• **Problem details**
How many lines in the data below contain the word "included"? State only the number.

• **Material for this exercise**

PR #185, opened 2022-08-30
Add missing gio-unix-2.0 dependencies

FedericoSchonborn:
## Description

This commit adds all missing `gio-unix-2.0` dependencies on all targets that require it. This provides the `-I${PREFIX}/include/gio-unix-2.0` compiler flag, which fixes the following error:

image

This issue was already reported to other projects by the NixOS community: https://github.com/NixOS/nixpkgs/issues/36468.

This patch can be applied to the tarball released with version 10.6.3: https://github.com/FedericoSchonborn/budgie-overlay/blob/f7b6e707d183fc3f8ee31efb923249252cb9910f/packages/budgie-desktop/0001-Add-missing-gio-unix-2.0-dependencies.patch (it omits the `appindexer` directory, which isn't included in release builds).

### Submitter Checklist

### DIFF
--- a/src/abomination/meson.build
+++ b/src/abomination/meson.build
@@ -8,6 +8,7 @@ libabomination_sources = [
 ]
 
 libabomination_deps = [
+    dep_giounix,
     dep_gtk3,
     dep_gdkx11,
     dep_wnck,
--- a/src/appindexer/meson.build
+++ b/src/appindexer/meson.build
@@ -11,6 +11,7 @@ libappindexer = shared_library(
     appindexer_sources,
     dependencies: [
         dep_gee,
+        dep_giounix,
         dep_gtk3,
     ],
     vala_args: [
--- a/src/applets/budgie-menu/meson.build
+++ b/src/applets/budgie-menu/meson.build
@@ -43,6 +43,7 @@ applet_budgiemenu_sources = [
 applet_budgiemenu_deps = [
     libplugin_vapi,
     dep_gee,
+    dep_giounix,
     dep_gtk3,
     dep_peas,
     dep_accountsservice,
--- a/src/applets/clock/meson.build
+++ b/src/applets/clock/meson.build
@@ -39,6 +39,7 @@ shared_library(
     applet_clock_sources,
     dependencies: [
         libplugin_vapi,
+        dep_giounix,
         dep_gtk3,
         dep_peas,
         link_libplugin,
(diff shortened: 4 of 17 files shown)


JoshStrobl:
Did you validate that this is needed for every single one of the meson.build files you added it to?

FedericoSchonborn:
> Did you validate that this is needed for every single one of the meson.build files you added it to?

I added the dependency target by target as builds were failing.

> And why is this seemingly a nixOS specific issue? Other operating systems sensibly pull up the glib devel headers when you pull in libgtk-3 devel headers.

No idea, it seems to be a common problem with Nix packages that require `gio-unix-2.0` (hence the linked PR), but I haven't found any explanation on why it happens.

eli-schwartz:
```
$ pkg-config --cflags --libs gtk+-3.0
-I/usr/include/gtk-3.0 -I/usr/include/pango-1.0 -I/usr/include/glib-2.0 -I/usr/lib/glib-2.0/include -I/usr/include/harfbuzz -I/usr/include/freetype2 -I/usr/include/libpng16 -I/usr/include/libmount -I/usr/include/blkid -I/usr/include/fribidi -I/usr/include/cairo -I/usr/include/lzo -I/usr/include/pixman-1 -I/usr/include/gdk-pixbuf-2.0 -I/usr/include/gio-unix-2.0 -I/usr/include/cloudproviders -I/usr/include/atk-1.0 -I/usr/include/at-spi2-atk/2.0 -I/usr/include/dbus-1.0 -I/usr/lib/dbus-1.0/include -I/usr/include/at-spi-2.0 -pthread -lgtk-3 -lgdk-3 -lz -lpangocairo-1.0 -lpango-1.0 -lharfbuzz -latk-1.0 -lcairo-gobject -lcairo -lgdk_pixbuf-2.0 -lgio-2.0 -lgobject-2.0 -lglib-2.0 
```

It's right there in the public cflags for gtk+-3.0, because it is listed in `Requires.private:` for `gtk+-3.0.pc` -- private dependencies provide their cflags, but not their libs (see various discussion e.g. https://bugs.freedesktop.org/show_bug.cgi?id=105572).

- It sounds like NixOS doesn't have Requires.private "correctly" specified, per the upstream generated gtk pkg-config files.
- Technically, gtk itself doesn't expose gio-unix-2.0 anyway, it only needs that for `Requires.internal`... which the freedesktop pkg-config maintainers repeatedly refused to implement.


The underlying issue is that budgie itself uses `gio-unix-2.0` ***directly***, but doesn't list it ***directly*** as a dependency and instead assumes that it will be transitively included by `gtk+-3.0`.

You do pass `--pkg gio-unix-2.0` in the vala_args in such cases.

• **Result for this exercise**
2